PR #36, opened 2016-03-16
Trap tab nav within the dropdown

AlasdairSwan:
@andy-armstrong @dsjen can I please get a review of this minor a11y change to trap tab navigation within the open menu. Arrow nav was already trapped but an update to remove the .last class from the last li introduced a regression that stopped the tabs being trapped. @clytwynec signed off on the fix in the https://github.com/edx/ux-pattern-library/pull/305 PR.

### DIFF
--- a/src/js/dropdown-menu/dropdown-menu-view.js
+++ b/src/js/dropdown-menu/dropdown-menu-view.js
@@ -76,6 +76,7 @@ define([
                 this.$menu = this.$('.dropdown-menu');
                 this.$page = $(document);
                 this.$dropdownButton = this.$('.js-dropdown-button');
+                this.$lastItem = this.$menu.find('li:last-child a');
             },
 
             /**
@@ -125,11 +126,11 @@ define([
             },
 
             focusFirstItem: function() {
-                this.$menu.find('.action').first().focus();
+                this.$menu.find('.dropdown-item:first-child .action').focus();
             },
 
             focusLastItem: function() {
-                this.$menu.find('.action').last().focus();
+                this.$lastItem.focus();
             },
 
             handlerIsAction: function(key, $el) {
@@ -145,6 +146,7 @@ define([
                     this.focusFirstItem();
                 // if up arrow or left arrow key pressed or shift+tab
                 } else if (_.contains(this.keyBack, key) || key === constants.keyCodes.tab && event.shiftKey) {
+                    event.preventDefault();
                     this.focusLastItem(); 
                 }
             },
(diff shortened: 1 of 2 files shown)


andy-armstrong:
:+1: Looks good.

It would be ideal if you could add a test for this, but I know that focus tests are a pain to write. Having a test would stop this kind of regression happening in the future. Bonus points if you can add such a test.

src/js/dropdown-menu/dropdown-menu-view.js
```diff
@@ -76,6 +76,7 @@ define([
                 this.$menu = this.$('.dropdown-menu');
                 this.$page = $(document);
                 this.$dropdownButton = this.$('.js-dropdown-button');
+                this.$lastItem = this.$menu.find('li:last-child a');
```
dsjen: Out of curiosity, did `this.$menu.find('.action').last()` not work out?

AlasdairSwan: There was an issue when I wasn't calling event.preventDefault() on a tab + shift that made it jump to the penultimate ```li``` and I didn't realize this was the issue for a while. I do think the current way could be a little more performant 'tho because only creating the jQuery element once as opposed to every time it is needed.

src/js/dropdown-menu/dropdown-menu-view.js
```diff
@@ -227,7 +229,7 @@ define([
                     event.preventDefault();
                 }
 
-                if (key === constants.keyCodes.tab && $el.hasClass('last')) {
+                if (key === constants.keyCodes.tab && !event.shiftKey && $el[0] === this.$lastItem[0]) {
```
dsjen: Nit: Is it at all possible that these might be null/undefined?  Maybe http://underscorejs.org/#first would be safer?

dsjen:
:+1: I had one nitty question about perhaps using `_.first()`.

AlasdairSwan:
@andy-armstrong I do have some focus tests and have added a few more but I am having difficulty faking tab keypress events. I think having the tests is necessary 'tho because we really need these elements to be fully tested. We discussed moving to an npm keypress fake library which may solve the issues I am having so I think I will take a look into whether that will help.

AlasdairSwan:
@andy-armstrong after spending some time trying to get tab keypress fakes and focus tests working I think I am going to punt on the bonus points and create a new story to update the keypress library to a node based one and add the requirement to include tab focus tests there. If you're fine with that I will merge this PR and start a new one to address the UX feedback from the pattern library PR.

andy-armstrong:
Works for me @AlasdairSwan. :+1:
********
§ Exercise
Copy out all lines from the material above that contain the string "focusFirstItem".

§ Expected answer
             focusFirstItem: function() {
                     this.focusFirstItem();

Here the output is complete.